### Work instructions
Extract from the entries below, exactly as given, only the lines from the line containing "-void setselfref(SEXP x)" to the line containing "So far, the", both lines included.

### Material supplied
□ □ □ □ □ □ □

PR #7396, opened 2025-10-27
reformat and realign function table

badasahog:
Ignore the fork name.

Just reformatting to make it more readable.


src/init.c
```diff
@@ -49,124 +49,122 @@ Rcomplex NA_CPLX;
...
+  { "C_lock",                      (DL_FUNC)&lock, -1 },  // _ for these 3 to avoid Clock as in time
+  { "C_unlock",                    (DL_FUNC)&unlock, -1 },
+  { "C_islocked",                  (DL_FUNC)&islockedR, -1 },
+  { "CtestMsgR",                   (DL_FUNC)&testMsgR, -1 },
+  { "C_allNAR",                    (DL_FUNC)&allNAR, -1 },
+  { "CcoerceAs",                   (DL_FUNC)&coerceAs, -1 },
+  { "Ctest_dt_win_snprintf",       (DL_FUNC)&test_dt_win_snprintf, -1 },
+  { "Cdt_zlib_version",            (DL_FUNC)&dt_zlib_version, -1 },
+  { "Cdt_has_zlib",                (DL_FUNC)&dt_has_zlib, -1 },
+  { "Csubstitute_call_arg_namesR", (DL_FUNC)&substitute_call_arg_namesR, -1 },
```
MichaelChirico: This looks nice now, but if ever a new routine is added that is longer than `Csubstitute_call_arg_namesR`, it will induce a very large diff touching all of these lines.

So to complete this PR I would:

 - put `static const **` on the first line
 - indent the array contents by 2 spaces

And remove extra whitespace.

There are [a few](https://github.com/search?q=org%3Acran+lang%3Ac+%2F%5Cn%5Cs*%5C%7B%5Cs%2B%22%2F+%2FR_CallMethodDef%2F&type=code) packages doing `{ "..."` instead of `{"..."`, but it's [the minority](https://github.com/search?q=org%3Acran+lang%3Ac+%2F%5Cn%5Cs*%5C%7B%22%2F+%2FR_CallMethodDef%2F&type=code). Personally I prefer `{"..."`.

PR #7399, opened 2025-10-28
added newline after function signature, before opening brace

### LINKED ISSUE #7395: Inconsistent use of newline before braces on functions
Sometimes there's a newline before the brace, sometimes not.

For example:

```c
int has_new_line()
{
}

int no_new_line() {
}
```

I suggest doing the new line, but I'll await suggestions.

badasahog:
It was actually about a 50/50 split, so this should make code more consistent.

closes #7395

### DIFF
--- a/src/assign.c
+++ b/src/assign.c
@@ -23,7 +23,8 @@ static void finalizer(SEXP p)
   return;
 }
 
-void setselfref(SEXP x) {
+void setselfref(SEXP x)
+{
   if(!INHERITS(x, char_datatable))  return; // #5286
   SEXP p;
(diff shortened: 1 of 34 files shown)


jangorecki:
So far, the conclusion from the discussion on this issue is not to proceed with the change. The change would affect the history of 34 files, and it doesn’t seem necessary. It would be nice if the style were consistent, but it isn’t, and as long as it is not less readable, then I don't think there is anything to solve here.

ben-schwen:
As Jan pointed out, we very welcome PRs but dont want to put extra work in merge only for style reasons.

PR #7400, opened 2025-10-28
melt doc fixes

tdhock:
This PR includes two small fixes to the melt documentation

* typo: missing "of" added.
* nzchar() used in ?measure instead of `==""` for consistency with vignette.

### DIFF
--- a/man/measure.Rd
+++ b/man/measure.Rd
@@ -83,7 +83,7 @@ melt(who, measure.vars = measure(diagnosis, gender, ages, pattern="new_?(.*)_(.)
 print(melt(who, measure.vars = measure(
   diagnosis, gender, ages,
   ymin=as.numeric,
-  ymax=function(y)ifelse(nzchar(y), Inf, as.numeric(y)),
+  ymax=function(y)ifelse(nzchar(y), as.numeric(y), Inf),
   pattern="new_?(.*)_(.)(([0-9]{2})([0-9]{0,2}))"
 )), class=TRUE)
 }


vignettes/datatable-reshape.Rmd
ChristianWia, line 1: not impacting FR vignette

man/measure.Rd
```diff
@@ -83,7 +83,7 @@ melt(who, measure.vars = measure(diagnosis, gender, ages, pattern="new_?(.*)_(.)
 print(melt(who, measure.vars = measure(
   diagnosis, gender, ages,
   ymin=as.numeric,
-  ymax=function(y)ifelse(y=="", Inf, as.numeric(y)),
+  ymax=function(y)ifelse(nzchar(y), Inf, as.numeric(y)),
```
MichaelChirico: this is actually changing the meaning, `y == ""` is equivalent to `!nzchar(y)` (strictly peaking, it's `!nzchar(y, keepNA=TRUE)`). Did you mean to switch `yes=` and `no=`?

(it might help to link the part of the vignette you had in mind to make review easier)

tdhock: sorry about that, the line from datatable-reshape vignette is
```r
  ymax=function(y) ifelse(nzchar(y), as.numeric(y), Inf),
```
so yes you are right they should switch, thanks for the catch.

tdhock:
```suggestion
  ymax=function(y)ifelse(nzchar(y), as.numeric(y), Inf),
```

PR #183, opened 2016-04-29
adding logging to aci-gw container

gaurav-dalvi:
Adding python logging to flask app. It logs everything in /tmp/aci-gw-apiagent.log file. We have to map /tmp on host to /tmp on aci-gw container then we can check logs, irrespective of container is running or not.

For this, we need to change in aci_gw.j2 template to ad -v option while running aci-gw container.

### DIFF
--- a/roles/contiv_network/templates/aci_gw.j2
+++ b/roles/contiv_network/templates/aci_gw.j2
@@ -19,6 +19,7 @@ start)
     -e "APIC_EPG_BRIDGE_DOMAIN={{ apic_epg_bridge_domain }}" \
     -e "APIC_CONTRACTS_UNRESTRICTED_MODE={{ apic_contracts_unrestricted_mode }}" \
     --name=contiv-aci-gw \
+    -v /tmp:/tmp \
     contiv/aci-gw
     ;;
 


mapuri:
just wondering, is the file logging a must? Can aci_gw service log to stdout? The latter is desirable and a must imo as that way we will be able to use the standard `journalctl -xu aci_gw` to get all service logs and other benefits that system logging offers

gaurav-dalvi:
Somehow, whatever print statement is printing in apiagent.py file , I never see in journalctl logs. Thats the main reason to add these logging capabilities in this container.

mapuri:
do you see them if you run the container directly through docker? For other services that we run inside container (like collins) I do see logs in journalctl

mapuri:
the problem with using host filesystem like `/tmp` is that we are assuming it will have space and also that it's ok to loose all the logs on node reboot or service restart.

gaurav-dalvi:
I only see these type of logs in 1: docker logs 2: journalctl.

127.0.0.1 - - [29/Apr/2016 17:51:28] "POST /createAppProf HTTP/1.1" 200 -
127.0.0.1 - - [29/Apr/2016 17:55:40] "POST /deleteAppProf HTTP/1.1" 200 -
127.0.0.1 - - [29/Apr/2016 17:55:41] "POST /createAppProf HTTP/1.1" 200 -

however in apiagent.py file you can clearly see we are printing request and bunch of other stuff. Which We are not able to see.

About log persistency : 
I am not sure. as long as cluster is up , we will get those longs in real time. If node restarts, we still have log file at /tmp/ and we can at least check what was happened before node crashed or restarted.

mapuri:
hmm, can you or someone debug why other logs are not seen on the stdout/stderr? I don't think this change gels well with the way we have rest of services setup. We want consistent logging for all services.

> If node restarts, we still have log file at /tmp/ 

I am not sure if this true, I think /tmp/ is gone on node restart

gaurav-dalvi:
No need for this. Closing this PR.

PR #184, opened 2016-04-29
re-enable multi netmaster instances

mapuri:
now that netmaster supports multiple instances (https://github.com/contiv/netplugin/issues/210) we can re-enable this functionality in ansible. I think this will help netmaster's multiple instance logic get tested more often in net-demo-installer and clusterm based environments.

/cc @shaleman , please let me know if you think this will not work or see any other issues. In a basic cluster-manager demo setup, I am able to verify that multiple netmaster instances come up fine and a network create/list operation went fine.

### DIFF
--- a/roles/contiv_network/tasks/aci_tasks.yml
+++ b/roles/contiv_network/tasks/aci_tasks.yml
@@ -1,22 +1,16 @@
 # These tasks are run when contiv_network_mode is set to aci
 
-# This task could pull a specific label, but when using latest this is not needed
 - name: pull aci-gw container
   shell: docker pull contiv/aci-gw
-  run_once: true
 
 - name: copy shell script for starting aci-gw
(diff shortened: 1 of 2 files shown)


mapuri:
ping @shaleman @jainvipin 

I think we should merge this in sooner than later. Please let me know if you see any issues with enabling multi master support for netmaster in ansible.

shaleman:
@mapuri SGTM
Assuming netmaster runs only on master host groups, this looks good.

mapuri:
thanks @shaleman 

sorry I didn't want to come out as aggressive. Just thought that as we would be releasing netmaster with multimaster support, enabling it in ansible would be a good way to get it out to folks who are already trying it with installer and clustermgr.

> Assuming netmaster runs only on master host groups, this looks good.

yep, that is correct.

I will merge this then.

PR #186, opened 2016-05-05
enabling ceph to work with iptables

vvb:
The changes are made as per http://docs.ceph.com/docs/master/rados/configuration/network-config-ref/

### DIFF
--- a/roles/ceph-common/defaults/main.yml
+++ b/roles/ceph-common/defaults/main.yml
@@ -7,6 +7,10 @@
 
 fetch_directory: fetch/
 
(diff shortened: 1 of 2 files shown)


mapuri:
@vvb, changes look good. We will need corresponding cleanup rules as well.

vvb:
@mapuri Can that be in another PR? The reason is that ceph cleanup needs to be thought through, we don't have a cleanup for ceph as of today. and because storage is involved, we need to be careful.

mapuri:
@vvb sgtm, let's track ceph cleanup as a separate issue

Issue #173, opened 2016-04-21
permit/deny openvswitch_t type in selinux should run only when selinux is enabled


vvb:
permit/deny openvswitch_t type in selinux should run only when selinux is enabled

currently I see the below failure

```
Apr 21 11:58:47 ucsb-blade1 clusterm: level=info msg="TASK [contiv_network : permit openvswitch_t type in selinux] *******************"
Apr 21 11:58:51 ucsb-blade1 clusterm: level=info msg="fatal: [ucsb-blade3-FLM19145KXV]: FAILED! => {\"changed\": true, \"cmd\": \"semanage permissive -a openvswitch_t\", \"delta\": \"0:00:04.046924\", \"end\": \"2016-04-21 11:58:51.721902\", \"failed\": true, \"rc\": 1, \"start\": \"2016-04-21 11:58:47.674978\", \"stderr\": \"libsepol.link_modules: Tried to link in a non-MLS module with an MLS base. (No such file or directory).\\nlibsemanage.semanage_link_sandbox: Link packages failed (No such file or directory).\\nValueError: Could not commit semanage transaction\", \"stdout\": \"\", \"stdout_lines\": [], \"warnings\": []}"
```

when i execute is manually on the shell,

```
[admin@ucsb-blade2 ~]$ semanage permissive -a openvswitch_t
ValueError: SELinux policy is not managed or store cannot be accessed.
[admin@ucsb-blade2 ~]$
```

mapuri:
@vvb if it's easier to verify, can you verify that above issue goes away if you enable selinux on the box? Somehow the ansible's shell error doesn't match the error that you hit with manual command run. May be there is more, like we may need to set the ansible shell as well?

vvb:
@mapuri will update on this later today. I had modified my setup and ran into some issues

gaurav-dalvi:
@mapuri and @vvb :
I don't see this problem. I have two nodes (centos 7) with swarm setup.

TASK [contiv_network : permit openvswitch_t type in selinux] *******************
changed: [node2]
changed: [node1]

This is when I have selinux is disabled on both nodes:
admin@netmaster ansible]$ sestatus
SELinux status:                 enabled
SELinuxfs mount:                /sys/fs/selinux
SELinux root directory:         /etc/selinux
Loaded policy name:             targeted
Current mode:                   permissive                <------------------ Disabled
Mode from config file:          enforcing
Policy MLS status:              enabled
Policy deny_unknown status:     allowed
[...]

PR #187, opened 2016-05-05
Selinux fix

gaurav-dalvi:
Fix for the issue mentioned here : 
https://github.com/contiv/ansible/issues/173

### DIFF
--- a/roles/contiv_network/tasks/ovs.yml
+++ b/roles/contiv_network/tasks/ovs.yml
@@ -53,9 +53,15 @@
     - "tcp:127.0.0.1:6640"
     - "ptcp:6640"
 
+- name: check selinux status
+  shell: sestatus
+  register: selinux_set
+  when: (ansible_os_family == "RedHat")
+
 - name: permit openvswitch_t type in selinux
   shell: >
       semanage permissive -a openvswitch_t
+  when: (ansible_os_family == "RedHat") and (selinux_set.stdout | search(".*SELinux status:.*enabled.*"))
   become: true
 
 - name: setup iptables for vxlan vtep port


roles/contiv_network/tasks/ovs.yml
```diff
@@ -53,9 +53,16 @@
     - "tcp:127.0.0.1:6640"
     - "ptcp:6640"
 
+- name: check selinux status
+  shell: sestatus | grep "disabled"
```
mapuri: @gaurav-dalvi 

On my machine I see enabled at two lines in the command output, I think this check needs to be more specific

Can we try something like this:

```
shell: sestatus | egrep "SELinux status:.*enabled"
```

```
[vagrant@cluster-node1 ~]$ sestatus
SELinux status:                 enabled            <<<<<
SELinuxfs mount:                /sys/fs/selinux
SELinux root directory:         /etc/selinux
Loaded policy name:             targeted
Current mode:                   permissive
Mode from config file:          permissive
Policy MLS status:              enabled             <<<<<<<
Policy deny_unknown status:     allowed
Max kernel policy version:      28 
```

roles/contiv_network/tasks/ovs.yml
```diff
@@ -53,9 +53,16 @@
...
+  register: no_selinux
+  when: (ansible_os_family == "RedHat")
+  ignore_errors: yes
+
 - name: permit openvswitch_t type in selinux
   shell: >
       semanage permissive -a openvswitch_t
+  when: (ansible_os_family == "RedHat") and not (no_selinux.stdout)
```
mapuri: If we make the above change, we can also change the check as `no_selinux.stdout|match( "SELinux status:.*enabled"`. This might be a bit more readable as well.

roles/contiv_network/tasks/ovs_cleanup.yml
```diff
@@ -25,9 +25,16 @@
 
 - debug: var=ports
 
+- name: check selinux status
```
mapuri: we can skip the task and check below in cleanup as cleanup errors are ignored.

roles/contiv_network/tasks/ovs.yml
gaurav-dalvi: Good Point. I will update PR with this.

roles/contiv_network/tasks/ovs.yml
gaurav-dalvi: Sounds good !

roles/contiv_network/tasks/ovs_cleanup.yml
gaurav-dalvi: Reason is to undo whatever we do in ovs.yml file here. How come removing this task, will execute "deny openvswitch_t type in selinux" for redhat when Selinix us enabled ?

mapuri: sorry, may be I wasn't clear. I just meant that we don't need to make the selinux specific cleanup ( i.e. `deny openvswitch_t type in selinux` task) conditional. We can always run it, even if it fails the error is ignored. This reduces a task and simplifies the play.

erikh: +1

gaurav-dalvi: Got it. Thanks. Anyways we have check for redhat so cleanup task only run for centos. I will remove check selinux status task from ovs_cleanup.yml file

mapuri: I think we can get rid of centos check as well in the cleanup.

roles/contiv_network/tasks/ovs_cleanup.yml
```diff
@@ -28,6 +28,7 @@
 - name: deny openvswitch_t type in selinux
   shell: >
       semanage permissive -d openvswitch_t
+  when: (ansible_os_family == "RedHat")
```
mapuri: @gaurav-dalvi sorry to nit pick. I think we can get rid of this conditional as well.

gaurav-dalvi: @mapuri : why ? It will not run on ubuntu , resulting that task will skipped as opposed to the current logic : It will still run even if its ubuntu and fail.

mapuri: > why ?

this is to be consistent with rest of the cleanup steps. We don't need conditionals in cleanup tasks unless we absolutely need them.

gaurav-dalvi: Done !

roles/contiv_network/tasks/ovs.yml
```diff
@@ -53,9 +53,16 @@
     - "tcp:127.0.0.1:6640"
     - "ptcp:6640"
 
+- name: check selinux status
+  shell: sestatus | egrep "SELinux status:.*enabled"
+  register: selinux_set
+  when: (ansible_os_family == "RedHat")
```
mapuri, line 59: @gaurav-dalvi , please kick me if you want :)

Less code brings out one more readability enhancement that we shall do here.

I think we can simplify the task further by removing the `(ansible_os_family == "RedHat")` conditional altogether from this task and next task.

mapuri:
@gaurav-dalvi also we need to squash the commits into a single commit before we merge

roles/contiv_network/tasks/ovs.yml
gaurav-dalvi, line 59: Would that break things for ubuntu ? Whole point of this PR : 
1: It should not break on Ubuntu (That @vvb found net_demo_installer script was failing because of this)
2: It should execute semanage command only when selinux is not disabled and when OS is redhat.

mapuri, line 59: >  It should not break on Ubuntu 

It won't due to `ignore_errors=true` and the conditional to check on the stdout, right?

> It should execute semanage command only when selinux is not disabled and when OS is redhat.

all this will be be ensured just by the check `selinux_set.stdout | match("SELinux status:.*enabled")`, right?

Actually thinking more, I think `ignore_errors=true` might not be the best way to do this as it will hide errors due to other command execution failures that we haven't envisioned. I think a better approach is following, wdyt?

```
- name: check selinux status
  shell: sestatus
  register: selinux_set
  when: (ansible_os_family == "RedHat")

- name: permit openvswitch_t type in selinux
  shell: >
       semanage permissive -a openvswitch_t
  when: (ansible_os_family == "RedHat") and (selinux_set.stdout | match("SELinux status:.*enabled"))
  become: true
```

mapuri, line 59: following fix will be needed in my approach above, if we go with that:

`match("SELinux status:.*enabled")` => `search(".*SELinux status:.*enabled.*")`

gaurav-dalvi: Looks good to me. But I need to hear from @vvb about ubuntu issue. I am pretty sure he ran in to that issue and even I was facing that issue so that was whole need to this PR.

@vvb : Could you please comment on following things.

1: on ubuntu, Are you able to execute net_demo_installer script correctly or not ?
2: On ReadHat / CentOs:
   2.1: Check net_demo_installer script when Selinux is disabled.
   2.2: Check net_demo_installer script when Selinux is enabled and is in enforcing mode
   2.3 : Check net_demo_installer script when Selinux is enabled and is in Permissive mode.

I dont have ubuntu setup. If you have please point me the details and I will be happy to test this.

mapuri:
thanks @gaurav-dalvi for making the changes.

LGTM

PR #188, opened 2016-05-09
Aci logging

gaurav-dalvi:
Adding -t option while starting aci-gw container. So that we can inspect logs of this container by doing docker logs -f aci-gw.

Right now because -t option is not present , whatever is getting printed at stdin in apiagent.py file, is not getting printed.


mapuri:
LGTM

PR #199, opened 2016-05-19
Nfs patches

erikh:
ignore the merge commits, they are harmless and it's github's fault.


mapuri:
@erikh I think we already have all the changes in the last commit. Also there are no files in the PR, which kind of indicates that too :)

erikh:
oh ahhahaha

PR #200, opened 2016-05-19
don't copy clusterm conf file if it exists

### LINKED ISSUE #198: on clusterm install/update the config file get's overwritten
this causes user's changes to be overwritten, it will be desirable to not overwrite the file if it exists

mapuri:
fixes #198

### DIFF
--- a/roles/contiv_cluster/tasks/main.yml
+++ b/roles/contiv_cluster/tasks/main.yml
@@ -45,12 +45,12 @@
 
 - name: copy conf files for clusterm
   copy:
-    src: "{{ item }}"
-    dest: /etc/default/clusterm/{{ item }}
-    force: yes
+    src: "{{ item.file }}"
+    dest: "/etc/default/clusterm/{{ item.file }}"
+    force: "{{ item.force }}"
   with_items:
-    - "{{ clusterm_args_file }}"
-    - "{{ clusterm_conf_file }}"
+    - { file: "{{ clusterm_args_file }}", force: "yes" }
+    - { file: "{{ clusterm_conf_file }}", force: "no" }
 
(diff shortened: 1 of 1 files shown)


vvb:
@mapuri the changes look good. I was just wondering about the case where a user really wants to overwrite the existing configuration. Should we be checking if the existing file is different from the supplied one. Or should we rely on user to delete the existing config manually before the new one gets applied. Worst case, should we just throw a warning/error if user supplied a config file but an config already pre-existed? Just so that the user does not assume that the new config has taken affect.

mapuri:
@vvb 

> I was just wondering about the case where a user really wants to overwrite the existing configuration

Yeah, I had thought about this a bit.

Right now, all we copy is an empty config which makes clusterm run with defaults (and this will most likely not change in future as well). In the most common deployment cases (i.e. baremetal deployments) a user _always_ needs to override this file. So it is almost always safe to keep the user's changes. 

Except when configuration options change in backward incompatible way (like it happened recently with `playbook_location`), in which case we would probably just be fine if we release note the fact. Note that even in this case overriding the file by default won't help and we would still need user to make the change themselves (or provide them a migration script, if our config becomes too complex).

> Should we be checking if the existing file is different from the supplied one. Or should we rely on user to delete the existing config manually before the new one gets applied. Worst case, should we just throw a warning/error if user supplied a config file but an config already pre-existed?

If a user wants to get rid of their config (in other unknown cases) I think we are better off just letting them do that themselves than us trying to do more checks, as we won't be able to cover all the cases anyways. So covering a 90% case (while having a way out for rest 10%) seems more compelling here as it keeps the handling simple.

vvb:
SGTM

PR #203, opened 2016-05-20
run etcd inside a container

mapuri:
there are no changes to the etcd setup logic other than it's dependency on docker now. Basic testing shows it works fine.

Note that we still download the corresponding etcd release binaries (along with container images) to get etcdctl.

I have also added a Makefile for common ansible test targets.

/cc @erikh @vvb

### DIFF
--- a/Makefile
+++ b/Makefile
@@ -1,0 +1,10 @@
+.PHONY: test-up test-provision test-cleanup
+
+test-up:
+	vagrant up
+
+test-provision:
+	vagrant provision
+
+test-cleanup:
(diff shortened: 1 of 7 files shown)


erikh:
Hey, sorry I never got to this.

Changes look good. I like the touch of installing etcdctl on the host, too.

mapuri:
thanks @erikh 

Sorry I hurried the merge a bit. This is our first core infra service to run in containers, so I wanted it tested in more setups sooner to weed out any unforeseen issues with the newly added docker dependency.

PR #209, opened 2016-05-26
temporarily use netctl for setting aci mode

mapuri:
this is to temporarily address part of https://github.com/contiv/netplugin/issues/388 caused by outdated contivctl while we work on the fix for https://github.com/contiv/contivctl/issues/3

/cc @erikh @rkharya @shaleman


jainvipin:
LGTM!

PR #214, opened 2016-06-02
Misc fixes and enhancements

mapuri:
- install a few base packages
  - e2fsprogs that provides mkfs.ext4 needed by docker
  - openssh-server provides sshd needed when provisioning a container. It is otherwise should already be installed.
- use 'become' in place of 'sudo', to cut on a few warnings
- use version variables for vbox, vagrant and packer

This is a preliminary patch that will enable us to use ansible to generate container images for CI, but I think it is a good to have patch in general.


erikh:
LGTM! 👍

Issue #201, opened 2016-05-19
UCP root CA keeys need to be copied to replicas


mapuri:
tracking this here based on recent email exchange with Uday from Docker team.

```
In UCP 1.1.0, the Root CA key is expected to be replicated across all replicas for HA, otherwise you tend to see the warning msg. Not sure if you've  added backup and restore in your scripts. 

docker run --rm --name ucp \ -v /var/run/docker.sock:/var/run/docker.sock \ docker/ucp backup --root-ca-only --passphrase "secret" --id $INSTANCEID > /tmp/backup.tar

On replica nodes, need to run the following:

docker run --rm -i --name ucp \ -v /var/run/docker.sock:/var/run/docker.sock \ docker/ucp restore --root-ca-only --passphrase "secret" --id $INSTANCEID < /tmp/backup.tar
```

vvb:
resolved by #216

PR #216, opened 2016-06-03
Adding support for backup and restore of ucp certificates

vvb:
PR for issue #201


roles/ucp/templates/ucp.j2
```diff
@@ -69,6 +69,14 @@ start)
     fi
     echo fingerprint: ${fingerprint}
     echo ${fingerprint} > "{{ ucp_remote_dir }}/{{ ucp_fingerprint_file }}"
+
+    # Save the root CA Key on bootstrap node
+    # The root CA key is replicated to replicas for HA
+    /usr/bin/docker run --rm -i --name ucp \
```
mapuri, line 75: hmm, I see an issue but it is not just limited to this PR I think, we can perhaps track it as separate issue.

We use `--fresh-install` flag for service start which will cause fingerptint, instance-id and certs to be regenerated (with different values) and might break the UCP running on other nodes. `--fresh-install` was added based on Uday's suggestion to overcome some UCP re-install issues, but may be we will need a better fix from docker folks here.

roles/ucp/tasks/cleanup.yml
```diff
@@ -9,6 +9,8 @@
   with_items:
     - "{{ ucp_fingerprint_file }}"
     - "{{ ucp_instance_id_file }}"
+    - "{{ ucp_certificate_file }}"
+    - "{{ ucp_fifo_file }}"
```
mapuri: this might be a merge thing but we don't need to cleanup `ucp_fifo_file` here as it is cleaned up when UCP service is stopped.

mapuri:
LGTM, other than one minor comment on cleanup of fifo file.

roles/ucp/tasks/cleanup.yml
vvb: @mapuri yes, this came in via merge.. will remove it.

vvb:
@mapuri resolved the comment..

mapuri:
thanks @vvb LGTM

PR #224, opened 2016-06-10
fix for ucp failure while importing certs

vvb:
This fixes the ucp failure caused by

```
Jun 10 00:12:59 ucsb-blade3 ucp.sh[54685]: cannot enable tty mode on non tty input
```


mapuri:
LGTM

□ □ □ □ □ □ □

### Expected output
-void setselfref(SEXP x) {
+void setselfref(SEXP x)
+{
   if(!INHERITS(x, char_datatable))  return; // #5286
   SEXP p;
(diff shortened: 1 of 34 files shown)


jangorecki:
So far, the conclusion from the discussion on this issue is not to proceed with the change. The change would affect the history of 34 files, and it doesn’t seem necessary. It would be nice if the style were consistent, but it isn’t, and as long as it is not less readable, then I don't think there is anything to solve here.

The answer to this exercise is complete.